__WORK INSTRUCTION__
Whenever a line in this data holds the word "return", report that line in full.

═══

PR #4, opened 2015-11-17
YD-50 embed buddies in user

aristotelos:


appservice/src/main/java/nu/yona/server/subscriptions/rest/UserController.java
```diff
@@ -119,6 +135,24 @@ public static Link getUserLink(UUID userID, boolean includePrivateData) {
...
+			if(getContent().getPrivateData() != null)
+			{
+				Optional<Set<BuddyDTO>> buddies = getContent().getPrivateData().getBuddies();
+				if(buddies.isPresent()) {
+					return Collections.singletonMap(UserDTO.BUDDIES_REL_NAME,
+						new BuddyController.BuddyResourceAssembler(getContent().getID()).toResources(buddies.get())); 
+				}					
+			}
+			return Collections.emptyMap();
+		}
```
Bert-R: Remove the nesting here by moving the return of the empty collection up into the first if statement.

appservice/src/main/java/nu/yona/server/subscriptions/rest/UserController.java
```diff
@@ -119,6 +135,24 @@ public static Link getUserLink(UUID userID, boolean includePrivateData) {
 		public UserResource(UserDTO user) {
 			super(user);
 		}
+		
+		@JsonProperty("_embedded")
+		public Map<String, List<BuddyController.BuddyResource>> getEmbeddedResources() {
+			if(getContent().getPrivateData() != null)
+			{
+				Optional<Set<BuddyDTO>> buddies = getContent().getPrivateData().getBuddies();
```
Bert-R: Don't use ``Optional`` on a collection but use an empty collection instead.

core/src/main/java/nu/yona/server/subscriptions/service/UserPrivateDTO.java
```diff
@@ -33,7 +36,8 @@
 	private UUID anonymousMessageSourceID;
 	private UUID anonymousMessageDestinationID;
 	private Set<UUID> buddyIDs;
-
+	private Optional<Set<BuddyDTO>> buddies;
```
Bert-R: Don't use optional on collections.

═══

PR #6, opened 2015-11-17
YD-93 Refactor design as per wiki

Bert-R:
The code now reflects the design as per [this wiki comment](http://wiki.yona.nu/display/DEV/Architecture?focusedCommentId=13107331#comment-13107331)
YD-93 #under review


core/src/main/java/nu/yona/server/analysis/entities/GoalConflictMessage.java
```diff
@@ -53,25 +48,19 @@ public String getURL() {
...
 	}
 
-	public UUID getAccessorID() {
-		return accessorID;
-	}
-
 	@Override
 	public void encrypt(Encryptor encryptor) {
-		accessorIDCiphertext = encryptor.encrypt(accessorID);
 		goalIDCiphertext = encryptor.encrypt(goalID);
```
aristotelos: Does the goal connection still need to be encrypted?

═══

__ANSWER SECTION__
+					return Collections.singletonMap(UserDTO.BUDDIES_REL_NAME,
+			return Collections.emptyMap();
Bert-R: Remove the nesting here by moving the return of the empty collection up into the first if statement.
-		return accessorID;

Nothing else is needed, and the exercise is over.